What to produce: Where a line in the records below contains the string "about", tally it; give only the final number.
::: Supplied records :::
PR #241, opened 2016-02-02
Use redux

MattiSG:
Base architecture on [Redux](http://redux.js.org) to build the OpenFisca situation gradually.
Make a generic handling of forms, with the assumption that each page presents one question that maps to one property of the OF situation.


front/actions.js
```diff
@@ -0,0 +1,39 @@
+export const UPDATE_OPENFISCA_SITUATION = 'UPDATE_OPENFISCA_SITUATION';
+export const FETCH_RESULTS = 'FETCH_RESULTS';
+export const GOT_RESULTS = 'GOT_RESULTS';
+export const ERROR = 'ERROR';
+
+
+export function updateOpenfiscaSituation(additional) {
```
MattiSG: Improper naming.

front/store.js
```diff
@@ -0,0 +1,90 @@
...
+    }
+}
+
+const store = createStore(storageMiddleware(reducer));
+
+export default store;
+
+export let subscribe = store.subscribe.bind(store);
+export let dispatch = store.dispatch.bind(store);
+export let getState = store.getState.bind(store);
```
MattiSG: Why not `const`? Why not export only `store`?

front/store.js
```diff
@@ -0,0 +1,90 @@
...
+                {
+                    error: action.error,
+                }
+            );
+        default:
+            return state;
+    }
+}
+
+export function storageMiddleware(reducer, storage) {
```
MattiSG: Should use the redux standard middleware facility, and possibly be in a separate file.

front/forms.js
```diff
@@ -0,0 +1,30 @@
...
+    const form = document.forms[0],
+          input = form.elements[inputName];  // not equivalent to querySelector due to radio buttons
+
+    form.addEventListener('submit', event => {
+        event.preventDefault();
+
+        const value = input.value;
+
+        if (input.required && ! value)
+            return store.dispatch(setError(name, 'required', value));
```
MattiSG: `name` doesn't exist, should be `inputName`.

webpack.config.js
```diff
@@ -0,0 +1,33 @@
...
+    },
+    output: {
+        path: './dist/js',
+        filename: '[name].js',
+    },
+    module: {
+        loaders: [
+            {
+                test: /store\.js$/,
+                loader: 'expose',
```
MattiSG: Leaking in the global scope is bad.

front/lib/redux-semantic-form.js
```diff
@@ -0,0 +1,11 @@
+store.subscribe(function updateErrorMessages() {
+    const state = store.getState();
+
+    Array.prototype.forEach.call(document.querySelectorAll('[data-for]'), message => {
+        message.classList[
+            message.attributes['data-for'].value == (state.error && state.error.id)
```
MattiSG: Unclear. Use an intermediary variable.

templates/layout.handlebars
```diff
@@ -17,5 +17,15 @@
     </head>
     <body>
         {{{ content }}}
+
+        {{#if isQuestion }}
```
MattiSG: Shouldn't this be another layout inheriting from the main layout?

webpack.config.js
MattiSG: Minimized exposure, still required for the temporary “recap” template. Will be removed once this template is properly coded.

templates/layout.handlebars
MattiSG: It should, but Hapi Handlebars doesn't support multiple layouts inclusion. This isn't so bad at the moment.

PR #252, opened 2016-03-11
Repair error display in ressource form

fpagnoux:
May be connected to #196.

Bug: When users leave a field blank, it is impossible to validate, but no error shows.

image

### DIFF
--- a/app/js/controllers/foyer/ressources/ressources.js
+++ b/app/js/controllers/foyer/ressources/ressources.js
@@ -93,9 +93,7 @@ angular.module('ddsApp').controller('FoyerRessourcesCtrl', function($scope, $sta
         };
     });
 
-    $scope.montantInvalide = function(montant) {
-        return ! angular.isNumber(montant);
-    };
+    $scope.isNumber = angular.isNumber;
 
     var applyIndividuVMRessourcesToIndividu = function(individuVM) {
         var individu = individuVM.individu;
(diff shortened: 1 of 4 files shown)


app/js/controllers/foyer/ressources/ressources.js
```diff
@@ -93,9 +93,7 @@ angular.module('ddsApp').controller('FoyerRessourcesCtrl', function($scope, $sta
         };
     });
 
-    $scope.montantInvalide = function(montant) {
```
fpagnoux: @MattiSG, 
I had trouble transmitting this function to this insulated scope of the directive, so as it was not doing much, I just got rid of the function.

app/js/directives/captureMontantRessource.js
```diff
@@ -11,13 +11,15 @@ angular.module('ddsApp').directive('montantRessource', function(SituationService
             ressourceType: '=',
             dateDeValeur: '=',
             index: '=',
-            onGoingLabel: '=?'
+            onGoingLabel: '=?',
+            form: '=',
```
fpagnoux: So that the directive knows if the form has been validated.

HelaG:
C'est ce qui explique les retours qu'on a eu "je n'arrive pas à obtenir un résultat" ?

fpagnoux:
Je pense oui.

app/js/controllers/foyer/ressources/ressources.js
MattiSG: :+1:

MattiSG:
GTM

PR #816, opened 2023-07-11
Utilise generalised document objects and methods from upgrade apiclie…

anthonyhashemi:
…nt version 12.0.0

### After


judgments/tests/factories.py
```diff
@@ -1,11 +1,10 @@
 from typing import Any
 from unittest.mock import Mock
 
-from caselawclient.models.judgments import Judgment
+from caselawclient.models.documents import Document
 
 
-class JudgmentFactory:
-    # "name_of_attribute": ("name of incoming param", "default value")
+class DocumentFactory:
```
anthonyhashemi, line 7: When replacing this I noticed that the factory had `judgment_date_as_string` which we still haven't decided on what the analogous for a press summary would be.

Similarly `has_supplementary_materials` might not be appropriate for a press summary. Potentially having a general document object with all the generic properties makes sense, but then some other objects which link them together such as.


Decision -> JudgmentDocument (Inherits Document) , Press Summary (Inherits Document)

A decision wouldnt have a uri but could be stored in django/postgres maybe? It could hold the ncn, whether it has supplementary materials, decision_date_as_string etc. ?

And eventually (once we sort case numbers and case pages etc. ): Case -> Decision 1, Decision 2, Decision 3....

Similar to what @timcowlishaw suggested the other day?

Im sure there are wholes in my particualr example but I think it would be good to sit down and have a proper think about the way we want to relate them a bit more.

jacksonj04: Yeah, there are definitely _lots_ of cases where we need to figure out if a behaviour is inherent to all documents, or if it's class-specific. It might be that `judgment_date` and `document_publication_date` are different things we care about... or it might not.

For now I think we just plough on and we can fix up if needed.

jacksonj04 (approved):

judgments/utils.py
```diff
@@ -203,13 +203,12 @@ def parse_date_parameter(params, param_name, default_to_last=False):
...
     api_client = MarklogicApiClient(
         host=settings.MARKLOGIC_HOST,
         username=settings.MARKLOGIC_USER,
         password=settings.MARKLOGIC_PASSWORD,
         use_https=settings.MARKLOGIC_USE_HTTPS,
     )
 
-    # raises a JudgmentNotFoundError if it doesn't exist
-    return Judgment(document_uri, api_client)
+    return Document(document_uri, api_client)
```
jacksonj04, line 214: I think this is still really a `Judgment`, since we don't have any way of interpreting different document types right now.

judgments/tests/factories.py
anthonyhashemi: Yeah agreed for here, but its worth us finalising the metadata ticket to have clear AC for what metadata we want to expose on a press summary and be able to edit in the EUI.

judgments/utils.py
anthonyhashemi: Not quite sure what you mean, will reach out on slack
:::
Exercise solution: 2